# Input
▽

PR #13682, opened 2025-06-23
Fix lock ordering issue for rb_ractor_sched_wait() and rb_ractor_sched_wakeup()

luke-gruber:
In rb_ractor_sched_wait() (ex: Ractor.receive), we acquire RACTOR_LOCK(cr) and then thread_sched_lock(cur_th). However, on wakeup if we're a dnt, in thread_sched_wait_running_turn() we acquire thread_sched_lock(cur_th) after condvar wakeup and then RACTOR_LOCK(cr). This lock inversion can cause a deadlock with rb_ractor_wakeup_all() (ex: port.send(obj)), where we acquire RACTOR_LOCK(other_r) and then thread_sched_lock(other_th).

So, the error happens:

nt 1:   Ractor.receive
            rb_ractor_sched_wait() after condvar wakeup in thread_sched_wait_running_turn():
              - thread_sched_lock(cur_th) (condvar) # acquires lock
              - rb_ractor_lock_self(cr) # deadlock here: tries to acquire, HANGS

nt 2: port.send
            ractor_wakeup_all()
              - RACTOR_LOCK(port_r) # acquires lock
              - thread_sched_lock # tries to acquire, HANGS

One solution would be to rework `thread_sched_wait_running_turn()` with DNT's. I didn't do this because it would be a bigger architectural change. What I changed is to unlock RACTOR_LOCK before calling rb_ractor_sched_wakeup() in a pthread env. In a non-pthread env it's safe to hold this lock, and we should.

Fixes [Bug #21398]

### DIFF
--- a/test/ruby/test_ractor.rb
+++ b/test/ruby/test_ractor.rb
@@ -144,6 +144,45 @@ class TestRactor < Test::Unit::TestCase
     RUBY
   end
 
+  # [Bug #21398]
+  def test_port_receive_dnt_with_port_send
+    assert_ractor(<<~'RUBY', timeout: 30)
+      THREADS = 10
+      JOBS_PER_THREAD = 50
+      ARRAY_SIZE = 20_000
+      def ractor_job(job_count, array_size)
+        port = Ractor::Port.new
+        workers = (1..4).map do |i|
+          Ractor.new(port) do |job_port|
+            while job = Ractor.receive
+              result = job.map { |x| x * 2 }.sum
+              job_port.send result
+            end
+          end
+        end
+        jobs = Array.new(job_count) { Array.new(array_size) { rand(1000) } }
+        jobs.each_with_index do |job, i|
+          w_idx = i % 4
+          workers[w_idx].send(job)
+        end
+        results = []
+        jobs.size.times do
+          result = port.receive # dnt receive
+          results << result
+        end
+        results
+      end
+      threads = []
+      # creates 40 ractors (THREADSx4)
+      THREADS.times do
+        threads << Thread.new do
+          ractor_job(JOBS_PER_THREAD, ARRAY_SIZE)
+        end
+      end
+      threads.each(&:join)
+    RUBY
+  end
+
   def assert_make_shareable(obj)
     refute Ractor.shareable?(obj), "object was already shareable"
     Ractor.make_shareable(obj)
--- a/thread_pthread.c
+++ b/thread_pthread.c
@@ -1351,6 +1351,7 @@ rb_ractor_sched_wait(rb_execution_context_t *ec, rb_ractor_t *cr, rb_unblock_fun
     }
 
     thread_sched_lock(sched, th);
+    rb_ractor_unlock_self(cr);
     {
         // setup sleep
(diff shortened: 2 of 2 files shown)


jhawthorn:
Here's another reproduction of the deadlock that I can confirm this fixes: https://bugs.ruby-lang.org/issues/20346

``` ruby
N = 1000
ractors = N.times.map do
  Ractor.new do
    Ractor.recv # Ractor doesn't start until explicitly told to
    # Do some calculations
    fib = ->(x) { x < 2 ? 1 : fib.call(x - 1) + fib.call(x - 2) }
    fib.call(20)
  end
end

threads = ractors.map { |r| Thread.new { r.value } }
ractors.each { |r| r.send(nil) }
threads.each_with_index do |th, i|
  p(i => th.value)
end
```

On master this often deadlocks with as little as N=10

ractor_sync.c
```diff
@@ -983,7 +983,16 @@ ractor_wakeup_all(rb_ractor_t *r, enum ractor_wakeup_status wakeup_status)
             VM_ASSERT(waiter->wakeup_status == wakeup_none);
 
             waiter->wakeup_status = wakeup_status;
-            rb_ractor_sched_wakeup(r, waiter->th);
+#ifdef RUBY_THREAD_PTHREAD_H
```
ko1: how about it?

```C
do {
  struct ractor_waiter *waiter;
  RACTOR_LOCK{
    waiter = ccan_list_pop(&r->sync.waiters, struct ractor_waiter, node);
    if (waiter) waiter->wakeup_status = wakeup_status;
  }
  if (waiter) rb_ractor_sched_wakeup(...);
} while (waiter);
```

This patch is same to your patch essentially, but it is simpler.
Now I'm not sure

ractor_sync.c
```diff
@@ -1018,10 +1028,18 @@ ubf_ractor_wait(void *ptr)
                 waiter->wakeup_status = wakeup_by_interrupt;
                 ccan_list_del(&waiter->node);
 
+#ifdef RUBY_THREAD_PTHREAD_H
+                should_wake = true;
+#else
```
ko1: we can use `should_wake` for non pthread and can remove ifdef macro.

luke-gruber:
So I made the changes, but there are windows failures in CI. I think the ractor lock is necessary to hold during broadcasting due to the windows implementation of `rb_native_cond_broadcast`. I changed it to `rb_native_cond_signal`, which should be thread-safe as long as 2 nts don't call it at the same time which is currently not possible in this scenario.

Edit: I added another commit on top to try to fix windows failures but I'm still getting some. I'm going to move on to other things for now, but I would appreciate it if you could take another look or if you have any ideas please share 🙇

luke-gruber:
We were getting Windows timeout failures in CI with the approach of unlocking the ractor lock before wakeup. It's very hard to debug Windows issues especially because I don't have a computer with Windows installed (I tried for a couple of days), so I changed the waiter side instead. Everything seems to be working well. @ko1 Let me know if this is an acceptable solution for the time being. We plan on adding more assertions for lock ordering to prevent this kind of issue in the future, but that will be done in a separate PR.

△
▽

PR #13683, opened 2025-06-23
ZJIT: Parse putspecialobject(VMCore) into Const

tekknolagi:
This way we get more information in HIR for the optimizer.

△
▽

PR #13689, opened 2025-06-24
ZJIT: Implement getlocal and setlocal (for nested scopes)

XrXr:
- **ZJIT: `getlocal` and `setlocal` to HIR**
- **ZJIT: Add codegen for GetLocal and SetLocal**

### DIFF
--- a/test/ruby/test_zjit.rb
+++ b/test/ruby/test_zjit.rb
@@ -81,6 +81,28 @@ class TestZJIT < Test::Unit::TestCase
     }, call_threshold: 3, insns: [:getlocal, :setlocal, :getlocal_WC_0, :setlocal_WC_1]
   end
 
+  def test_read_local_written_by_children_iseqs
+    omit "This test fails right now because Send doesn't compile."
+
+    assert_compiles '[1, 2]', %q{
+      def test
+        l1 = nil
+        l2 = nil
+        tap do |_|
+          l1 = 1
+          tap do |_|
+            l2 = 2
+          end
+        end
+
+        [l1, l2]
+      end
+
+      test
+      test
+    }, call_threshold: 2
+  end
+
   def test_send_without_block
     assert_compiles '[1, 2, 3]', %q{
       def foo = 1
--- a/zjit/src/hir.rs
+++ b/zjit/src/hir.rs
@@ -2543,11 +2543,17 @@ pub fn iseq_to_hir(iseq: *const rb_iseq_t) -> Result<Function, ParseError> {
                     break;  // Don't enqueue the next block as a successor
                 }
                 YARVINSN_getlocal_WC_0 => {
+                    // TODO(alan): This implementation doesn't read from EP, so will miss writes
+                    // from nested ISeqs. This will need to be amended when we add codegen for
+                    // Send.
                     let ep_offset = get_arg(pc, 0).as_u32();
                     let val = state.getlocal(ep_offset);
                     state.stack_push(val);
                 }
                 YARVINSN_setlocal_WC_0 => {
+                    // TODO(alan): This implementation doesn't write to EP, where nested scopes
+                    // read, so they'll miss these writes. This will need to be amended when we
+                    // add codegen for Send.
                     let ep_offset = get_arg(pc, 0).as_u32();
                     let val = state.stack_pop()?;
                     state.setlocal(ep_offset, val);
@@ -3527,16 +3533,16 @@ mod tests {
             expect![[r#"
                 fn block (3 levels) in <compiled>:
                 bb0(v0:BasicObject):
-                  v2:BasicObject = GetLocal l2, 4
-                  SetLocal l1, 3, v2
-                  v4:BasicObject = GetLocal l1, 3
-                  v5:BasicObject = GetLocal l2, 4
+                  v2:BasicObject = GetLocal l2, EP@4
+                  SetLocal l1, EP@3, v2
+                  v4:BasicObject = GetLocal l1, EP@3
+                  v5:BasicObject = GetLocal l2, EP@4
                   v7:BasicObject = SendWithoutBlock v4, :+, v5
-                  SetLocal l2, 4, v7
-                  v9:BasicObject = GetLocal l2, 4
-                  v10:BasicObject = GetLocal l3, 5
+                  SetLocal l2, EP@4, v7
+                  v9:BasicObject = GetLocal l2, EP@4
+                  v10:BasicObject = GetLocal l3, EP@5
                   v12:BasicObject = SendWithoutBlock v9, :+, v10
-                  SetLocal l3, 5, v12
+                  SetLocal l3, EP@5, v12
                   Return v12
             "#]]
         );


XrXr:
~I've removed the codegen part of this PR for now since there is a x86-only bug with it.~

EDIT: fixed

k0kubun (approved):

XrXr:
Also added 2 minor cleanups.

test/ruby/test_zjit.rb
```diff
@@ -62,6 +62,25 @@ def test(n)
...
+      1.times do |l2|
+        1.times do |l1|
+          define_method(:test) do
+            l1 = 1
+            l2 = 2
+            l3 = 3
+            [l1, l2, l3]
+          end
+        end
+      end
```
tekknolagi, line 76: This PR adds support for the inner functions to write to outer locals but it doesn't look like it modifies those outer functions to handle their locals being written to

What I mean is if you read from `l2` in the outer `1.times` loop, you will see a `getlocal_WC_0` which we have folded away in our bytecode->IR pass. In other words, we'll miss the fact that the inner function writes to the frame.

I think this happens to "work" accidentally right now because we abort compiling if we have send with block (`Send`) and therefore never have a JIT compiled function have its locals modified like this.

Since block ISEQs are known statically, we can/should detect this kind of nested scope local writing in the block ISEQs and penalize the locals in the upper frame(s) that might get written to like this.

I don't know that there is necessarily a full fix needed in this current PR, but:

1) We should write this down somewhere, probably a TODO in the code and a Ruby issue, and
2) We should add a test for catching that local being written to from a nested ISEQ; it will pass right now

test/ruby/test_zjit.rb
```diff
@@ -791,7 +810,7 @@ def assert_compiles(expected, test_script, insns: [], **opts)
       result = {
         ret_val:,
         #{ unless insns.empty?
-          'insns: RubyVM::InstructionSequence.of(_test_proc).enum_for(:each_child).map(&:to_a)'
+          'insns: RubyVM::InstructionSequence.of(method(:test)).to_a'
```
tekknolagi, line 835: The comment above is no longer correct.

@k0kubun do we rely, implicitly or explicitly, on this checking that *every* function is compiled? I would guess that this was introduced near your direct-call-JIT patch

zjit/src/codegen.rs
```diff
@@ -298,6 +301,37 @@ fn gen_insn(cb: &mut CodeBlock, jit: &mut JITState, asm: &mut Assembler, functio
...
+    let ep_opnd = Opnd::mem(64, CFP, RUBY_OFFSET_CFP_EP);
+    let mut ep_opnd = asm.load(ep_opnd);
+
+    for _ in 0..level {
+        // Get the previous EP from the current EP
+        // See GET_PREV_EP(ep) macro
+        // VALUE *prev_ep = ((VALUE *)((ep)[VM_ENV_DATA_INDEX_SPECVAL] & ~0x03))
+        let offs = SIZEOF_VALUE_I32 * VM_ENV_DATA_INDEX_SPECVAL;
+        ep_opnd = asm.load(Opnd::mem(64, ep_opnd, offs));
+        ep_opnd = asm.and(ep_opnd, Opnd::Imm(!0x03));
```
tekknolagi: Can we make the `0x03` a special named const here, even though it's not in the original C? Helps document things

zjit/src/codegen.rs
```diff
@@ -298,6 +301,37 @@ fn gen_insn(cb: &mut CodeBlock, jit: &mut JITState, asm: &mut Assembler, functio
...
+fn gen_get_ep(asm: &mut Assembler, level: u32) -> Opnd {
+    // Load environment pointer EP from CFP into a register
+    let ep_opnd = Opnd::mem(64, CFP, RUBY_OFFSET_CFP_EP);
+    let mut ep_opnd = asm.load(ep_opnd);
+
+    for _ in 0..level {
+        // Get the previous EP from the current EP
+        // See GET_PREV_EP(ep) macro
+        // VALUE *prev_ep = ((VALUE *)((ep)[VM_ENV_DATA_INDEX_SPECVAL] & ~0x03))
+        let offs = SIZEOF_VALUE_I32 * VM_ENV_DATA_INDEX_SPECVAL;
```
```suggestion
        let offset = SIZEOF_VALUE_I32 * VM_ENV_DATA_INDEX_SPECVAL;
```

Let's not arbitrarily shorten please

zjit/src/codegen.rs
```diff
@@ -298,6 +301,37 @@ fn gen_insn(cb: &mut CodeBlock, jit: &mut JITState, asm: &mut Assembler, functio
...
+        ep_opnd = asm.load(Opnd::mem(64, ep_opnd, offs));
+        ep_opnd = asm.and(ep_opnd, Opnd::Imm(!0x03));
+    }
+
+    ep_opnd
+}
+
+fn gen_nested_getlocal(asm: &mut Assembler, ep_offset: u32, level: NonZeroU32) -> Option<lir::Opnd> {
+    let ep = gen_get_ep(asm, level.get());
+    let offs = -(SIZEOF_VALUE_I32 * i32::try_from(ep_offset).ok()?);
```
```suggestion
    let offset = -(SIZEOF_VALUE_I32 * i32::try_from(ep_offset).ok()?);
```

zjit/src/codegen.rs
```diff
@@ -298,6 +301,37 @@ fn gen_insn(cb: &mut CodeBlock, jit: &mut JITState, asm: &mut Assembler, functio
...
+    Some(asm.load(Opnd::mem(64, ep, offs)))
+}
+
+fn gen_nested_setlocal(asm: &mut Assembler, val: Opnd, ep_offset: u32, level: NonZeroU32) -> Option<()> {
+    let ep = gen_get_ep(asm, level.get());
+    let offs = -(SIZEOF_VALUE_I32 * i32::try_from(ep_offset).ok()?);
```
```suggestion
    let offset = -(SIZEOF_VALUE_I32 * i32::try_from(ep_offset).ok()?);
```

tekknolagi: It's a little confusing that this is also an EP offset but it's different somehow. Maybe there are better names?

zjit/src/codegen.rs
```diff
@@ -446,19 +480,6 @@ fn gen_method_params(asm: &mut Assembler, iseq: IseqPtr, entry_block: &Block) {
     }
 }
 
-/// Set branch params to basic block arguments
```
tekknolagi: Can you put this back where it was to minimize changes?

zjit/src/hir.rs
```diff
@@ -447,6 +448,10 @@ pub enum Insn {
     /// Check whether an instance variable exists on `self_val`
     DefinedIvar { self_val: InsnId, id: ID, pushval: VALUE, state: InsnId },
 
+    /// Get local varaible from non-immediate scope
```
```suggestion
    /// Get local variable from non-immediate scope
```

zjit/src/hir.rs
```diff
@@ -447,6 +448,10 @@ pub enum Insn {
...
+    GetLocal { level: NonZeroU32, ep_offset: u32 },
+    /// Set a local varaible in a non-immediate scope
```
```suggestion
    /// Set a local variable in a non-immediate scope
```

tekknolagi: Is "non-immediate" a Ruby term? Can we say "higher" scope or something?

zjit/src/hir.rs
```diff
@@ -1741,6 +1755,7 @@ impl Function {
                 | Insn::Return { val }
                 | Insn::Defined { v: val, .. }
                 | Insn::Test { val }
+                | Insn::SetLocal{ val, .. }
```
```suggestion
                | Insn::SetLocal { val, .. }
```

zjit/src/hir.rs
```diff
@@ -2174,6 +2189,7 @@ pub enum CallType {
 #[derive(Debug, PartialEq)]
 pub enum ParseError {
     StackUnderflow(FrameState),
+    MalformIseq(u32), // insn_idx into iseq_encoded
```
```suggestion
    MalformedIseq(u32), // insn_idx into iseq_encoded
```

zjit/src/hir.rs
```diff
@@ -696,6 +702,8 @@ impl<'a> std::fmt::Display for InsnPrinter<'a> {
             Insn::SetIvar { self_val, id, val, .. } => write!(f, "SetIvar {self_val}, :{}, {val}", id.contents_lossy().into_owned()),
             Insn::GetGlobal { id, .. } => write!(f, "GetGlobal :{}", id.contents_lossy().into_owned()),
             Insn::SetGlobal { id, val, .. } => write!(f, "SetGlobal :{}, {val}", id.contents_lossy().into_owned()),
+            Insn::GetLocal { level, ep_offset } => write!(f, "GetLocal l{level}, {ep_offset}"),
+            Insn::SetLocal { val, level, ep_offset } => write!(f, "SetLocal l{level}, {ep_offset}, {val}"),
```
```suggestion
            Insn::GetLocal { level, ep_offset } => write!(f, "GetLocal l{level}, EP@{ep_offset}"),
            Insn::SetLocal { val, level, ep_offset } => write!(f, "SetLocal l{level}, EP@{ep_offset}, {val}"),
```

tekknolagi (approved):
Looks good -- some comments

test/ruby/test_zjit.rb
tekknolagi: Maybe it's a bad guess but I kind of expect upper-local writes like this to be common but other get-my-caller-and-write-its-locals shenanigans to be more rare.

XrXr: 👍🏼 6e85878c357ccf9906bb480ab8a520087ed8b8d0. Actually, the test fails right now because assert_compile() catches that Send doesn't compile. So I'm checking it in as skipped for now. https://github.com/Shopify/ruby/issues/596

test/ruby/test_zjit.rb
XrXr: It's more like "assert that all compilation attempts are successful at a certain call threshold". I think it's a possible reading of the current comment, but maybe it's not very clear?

△

# What is needed
Your answer should be a single number: how many lines in the listing above contain "fails"?

# Solution below
2